-------- Data for the task

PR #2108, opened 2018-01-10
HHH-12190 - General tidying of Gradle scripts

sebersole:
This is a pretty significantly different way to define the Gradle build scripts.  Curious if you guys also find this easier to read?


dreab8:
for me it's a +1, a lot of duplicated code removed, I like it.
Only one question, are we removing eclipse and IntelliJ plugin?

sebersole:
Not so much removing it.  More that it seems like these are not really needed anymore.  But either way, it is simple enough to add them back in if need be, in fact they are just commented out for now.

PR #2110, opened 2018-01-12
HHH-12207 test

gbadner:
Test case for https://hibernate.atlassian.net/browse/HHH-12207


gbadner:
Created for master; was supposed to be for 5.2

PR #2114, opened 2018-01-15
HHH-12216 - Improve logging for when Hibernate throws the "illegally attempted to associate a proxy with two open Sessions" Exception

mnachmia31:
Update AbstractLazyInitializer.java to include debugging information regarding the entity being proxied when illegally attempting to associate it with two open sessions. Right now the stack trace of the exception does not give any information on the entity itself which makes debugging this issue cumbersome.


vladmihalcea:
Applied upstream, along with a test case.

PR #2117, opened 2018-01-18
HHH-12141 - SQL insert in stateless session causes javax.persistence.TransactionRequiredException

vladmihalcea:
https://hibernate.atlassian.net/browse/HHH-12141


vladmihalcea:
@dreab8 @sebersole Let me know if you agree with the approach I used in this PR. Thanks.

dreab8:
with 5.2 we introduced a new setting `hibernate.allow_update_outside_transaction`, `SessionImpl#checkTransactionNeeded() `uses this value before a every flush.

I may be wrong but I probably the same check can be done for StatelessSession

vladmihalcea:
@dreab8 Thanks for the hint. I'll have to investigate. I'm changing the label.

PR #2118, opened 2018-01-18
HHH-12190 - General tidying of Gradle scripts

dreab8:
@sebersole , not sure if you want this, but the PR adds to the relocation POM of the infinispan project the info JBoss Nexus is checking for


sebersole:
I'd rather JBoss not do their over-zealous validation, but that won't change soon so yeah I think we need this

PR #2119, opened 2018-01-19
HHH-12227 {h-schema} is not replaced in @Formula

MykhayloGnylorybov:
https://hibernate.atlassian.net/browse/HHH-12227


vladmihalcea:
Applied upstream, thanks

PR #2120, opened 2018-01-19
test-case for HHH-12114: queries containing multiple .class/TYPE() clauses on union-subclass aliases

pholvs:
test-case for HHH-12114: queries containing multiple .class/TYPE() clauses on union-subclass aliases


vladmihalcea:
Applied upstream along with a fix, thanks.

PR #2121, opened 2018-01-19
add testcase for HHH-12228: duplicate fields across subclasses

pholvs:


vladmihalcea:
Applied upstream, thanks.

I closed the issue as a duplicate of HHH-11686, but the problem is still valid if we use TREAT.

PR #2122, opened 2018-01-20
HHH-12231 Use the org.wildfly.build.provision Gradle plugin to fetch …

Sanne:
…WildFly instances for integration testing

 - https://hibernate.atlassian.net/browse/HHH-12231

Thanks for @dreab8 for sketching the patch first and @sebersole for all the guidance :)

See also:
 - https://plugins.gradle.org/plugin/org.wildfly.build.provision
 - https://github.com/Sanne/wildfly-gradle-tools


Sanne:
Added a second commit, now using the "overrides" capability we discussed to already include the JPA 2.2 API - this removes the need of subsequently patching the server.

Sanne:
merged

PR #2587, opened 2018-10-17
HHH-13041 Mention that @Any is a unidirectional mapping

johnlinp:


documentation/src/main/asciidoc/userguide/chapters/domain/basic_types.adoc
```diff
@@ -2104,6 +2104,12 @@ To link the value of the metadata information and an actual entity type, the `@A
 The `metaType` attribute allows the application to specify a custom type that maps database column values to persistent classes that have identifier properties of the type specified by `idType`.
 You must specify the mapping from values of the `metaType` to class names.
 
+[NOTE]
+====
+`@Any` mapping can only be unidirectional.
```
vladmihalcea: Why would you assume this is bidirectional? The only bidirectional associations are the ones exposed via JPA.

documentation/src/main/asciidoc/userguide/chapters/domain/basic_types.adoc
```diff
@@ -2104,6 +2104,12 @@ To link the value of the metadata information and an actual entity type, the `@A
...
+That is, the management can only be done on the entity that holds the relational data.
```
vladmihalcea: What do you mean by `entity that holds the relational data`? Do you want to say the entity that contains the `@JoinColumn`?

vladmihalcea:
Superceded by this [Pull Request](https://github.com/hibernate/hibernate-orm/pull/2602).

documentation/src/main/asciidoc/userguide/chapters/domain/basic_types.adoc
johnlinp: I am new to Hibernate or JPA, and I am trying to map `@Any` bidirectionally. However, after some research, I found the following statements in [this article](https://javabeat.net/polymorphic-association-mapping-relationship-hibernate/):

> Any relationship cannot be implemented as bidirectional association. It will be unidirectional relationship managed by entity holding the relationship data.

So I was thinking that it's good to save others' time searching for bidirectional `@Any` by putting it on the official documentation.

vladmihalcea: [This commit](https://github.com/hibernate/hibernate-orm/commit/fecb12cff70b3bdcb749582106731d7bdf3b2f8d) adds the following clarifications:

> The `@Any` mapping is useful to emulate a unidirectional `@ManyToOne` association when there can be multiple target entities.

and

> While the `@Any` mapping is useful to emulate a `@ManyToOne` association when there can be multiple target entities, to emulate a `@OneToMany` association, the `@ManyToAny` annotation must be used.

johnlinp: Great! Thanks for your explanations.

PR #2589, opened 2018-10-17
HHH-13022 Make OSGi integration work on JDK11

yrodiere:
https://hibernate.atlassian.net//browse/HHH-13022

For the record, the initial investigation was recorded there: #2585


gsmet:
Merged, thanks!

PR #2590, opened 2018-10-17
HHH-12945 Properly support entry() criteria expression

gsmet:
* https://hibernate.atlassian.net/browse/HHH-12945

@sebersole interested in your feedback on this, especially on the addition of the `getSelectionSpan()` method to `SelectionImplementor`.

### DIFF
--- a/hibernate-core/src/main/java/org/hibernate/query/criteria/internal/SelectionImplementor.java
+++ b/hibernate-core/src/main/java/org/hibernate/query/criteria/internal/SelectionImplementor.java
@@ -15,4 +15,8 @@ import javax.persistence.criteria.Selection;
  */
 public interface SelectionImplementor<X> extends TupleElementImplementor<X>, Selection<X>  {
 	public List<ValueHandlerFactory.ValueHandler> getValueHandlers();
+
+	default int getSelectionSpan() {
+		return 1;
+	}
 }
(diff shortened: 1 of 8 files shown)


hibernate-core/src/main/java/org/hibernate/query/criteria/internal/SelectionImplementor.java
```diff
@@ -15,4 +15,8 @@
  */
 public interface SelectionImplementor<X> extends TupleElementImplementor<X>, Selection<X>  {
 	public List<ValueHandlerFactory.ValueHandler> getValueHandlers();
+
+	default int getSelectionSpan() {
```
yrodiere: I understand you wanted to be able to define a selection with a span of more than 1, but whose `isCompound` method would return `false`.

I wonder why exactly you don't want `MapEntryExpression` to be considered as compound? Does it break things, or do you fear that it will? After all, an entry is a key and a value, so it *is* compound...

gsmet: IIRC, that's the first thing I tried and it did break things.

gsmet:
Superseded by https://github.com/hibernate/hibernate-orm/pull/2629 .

----------------

What to do: Could you print every record above exactly as it appears?

Reply to the task:
PR #2108, opened 2018-01-10
HHH-12190 - General tidying of Gradle scripts

sebersole:
This is a pretty significantly different way to define the Gradle build scripts.  Curious if you guys also find this easier to read?


dreab8:
for me it's a +1, a lot of duplicated code removed, I like it.
Only one question, are we removing eclipse and IntelliJ plugin?

sebersole:
Not so much removing it.  More that it seems like these are not really needed anymore.  But either way, it is simple enough to add them back in if need be, in fact they are just commented out for now.

PR #2110, opened 2018-01-12
HHH-12207 test

gbadner:
Test case for https://hibernate.atlassian.net/browse/HHH-12207


gbadner:
Created for master; was supposed to be for 5.2

PR #2114, opened 2018-01-15
HHH-12216 - Improve logging for when Hibernate throws the "illegally attempted to associate a proxy with two open Sessions" Exception

mnachmia31:
Update AbstractLazyInitializer.java to include debugging information regarding the entity being proxied when illegally attempting to associate it with two open sessions. Right now the stack trace of the exception does not give any information on the entity itself which makes debugging this issue cumbersome.


vladmihalcea:
Applied upstream, along with a test case.

PR #2117, opened 2018-01-18
HHH-12141 - SQL insert in stateless session causes javax.persistence.TransactionRequiredException

vladmihalcea:
https://hibernate.atlassian.net/browse/HHH-12141


vladmihalcea:
@dreab8 @sebersole Let me know if you agree with the approach I used in this PR. Thanks.

dreab8:
with 5.2 we introduced a new setting `hibernate.allow_update_outside_transaction`, `SessionImpl#checkTransactionNeeded() `uses this value before a every flush.

I may be wrong but I probably the same check can be done for StatelessSession

vladmihalcea:
@dreab8 Thanks for the hint. I'll have to investigate. I'm changing the label.

PR #2118, opened 2018-01-18
HHH-12190 - General tidying of Gradle scripts

dreab8:
@sebersole , not sure if you want this, but the PR adds to the relocation POM of the infinispan project the info JBoss Nexus is checking for


sebersole:
I'd rather JBoss not do their over-zealous validation, but that won't change soon so yeah I think we need this

PR #2119, opened 2018-01-19
HHH-12227 {h-schema} is not replaced in @Formula

MykhayloGnylorybov:
https://hibernate.atlassian.net/browse/HHH-12227


vladmihalcea:
Applied upstream, thanks

PR #2120, opened 2018-01-19
test-case for HHH-12114: queries containing multiple .class/TYPE() clauses on union-subclass aliases

pholvs:
test-case for HHH-12114: queries containing multiple .class/TYPE() clauses on union-subclass aliases


vladmihalcea:
Applied upstream along with a fix, thanks.

PR #2121, opened 2018-01-19
add testcase for HHH-12228: duplicate fields across subclasses

pholvs:


vladmihalcea:
Applied upstream, thanks.

I closed the issue as a duplicate of HHH-11686, but the problem is still valid if we use TREAT.

PR #2122, opened 2018-01-20
HHH-12231 Use the org.wildfly.build.provision Gradle plugin to fetch …

Sanne:
…WildFly instances for integration testing

 - https://hibernate.atlassian.net/browse/HHH-12231

Thanks for @dreab8 for sketching the patch first and @sebersole for all the guidance :)

See also:
 - https://plugins.gradle.org/plugin/org.wildfly.build.provision
 - https://github.com/Sanne/wildfly-gradle-tools


Sanne:
Added a second commit, now using the "overrides" capability we discussed to already include the JPA 2.2 API - this removes the need of subsequently patching the server.

Sanne:
merged

PR #2587, opened 2018-10-17
HHH-13041 Mention that @Any is a unidirectional mapping

johnlinp:


documentation/src/main/asciidoc/userguide/chapters/domain/basic_types.adoc
```diff
@@ -2104,6 +2104,12 @@ To link the value of the metadata information and an actual entity type, the `@A
 The `metaType` attribute allows the application to specify a custom type that maps database column values to persistent classes that have identifier properties of the type specified by `idType`.
 You must specify the mapping from values of the `metaType` to class names.
 
+[NOTE]
+====
+`@Any` mapping can only be unidirectional.
```
vladmihalcea: Why would you assume this is bidirectional? The only bidirectional associations are the ones exposed via JPA.

documentation/src/main/asciidoc/userguide/chapters/domain/basic_types.adoc
```diff
@@ -2104,6 +2104,12 @@ To link the value of the metadata information and an actual entity type, the `@A
...
+That is, the management can only be done on the entity that holds the relational data.
```
vladmihalcea: What do you mean by `entity that holds the relational data`? Do you want to say the entity that contains the `@JoinColumn`?

vladmihalcea:
Superceded by this [Pull Request](https://github.com/hibernate/hibernate-orm/pull/2602).

documentation/src/main/asciidoc/userguide/chapters/domain/basic_types.adoc
johnlinp: I am new to Hibernate or JPA, and I am trying to map `@Any` bidirectionally. However, after some research, I found the following statements in [this article](https://javabeat.net/polymorphic-association-mapping-relationship-hibernate/):

> Any relationship cannot be implemented as bidirectional association. It will be unidirectional relationship managed by entity holding the relationship data.

So I was thinking that it's good to save others' time searching for bidirectional `@Any` by putting it on the official documentation.

vladmihalcea: [This commit](https://github.com/hibernate/hibernate-orm/commit/fecb12cff70b3bdcb749582106731d7bdf3b2f8d) adds the following clarifications:

> The `@Any` mapping is useful to emulate a unidirectional `@ManyToOne` association when there can be multiple target entities.

and

> While the `@Any` mapping is useful to emulate a `@ManyToOne` association when there can be multiple target entities, to emulate a `@OneToMany` association, the `@ManyToAny` annotation must be used.

johnlinp: Great! Thanks for your explanations.

PR #2589, opened 2018-10-17
HHH-13022 Make OSGi integration work on JDK11

yrodiere:
https://hibernate.atlassian.net//browse/HHH-13022

For the record, the initial investigation was recorded there: #2585


gsmet:
Merged, thanks!

PR #2590, opened 2018-10-17
HHH-12945 Properly support entry() criteria expression

gsmet:
* https://hibernate.atlassian.net/browse/HHH-12945

@sebersole interested in your feedback on this, especially on the addition of the `getSelectionSpan()` method to `SelectionImplementor`.

### DIFF
--- a/hibernate-core/src/main/java/org/hibernate/query/criteria/internal/SelectionImplementor.java
+++ b/hibernate-core/src/main/java/org/hibernate/query/criteria/internal/SelectionImplementor.java
@@ -15,4 +15,8 @@ import javax.persistence.criteria.Selection;
  */
 public interface SelectionImplementor<X> extends TupleElementImplementor<X>, Selection<X>  {
 	public List<ValueHandlerFactory.ValueHandler> getValueHandlers();
+
+	default int getSelectionSpan() {
+		return 1;
+	}
 }
(diff shortened: 1 of 8 files shown)


hibernate-core/src/main/java/org/hibernate/query/criteria/internal/SelectionImplementor.java
```diff
@@ -15,4 +15,8 @@
  */
 public interface SelectionImplementor<X> extends TupleElementImplementor<X>, Selection<X>  {
 	public List<ValueHandlerFactory.ValueHandler> getValueHandlers();
+
+	default int getSelectionSpan() {
```
yrodiere: I understand you wanted to be able to define a selection with a span of more than 1, but whose `isCompound` method would return `false`.

I wonder why exactly you don't want `MapEntryExpression` to be considered as compound? Does it break things, or do you fear that it will? After all, an entry is a key and a value, so it *is* compound...

gsmet: IIRC, that's the first thing I tried and it did break things.

gsmet:
Superseded by https://github.com/hibernate/hibernate-orm/pull/2629 .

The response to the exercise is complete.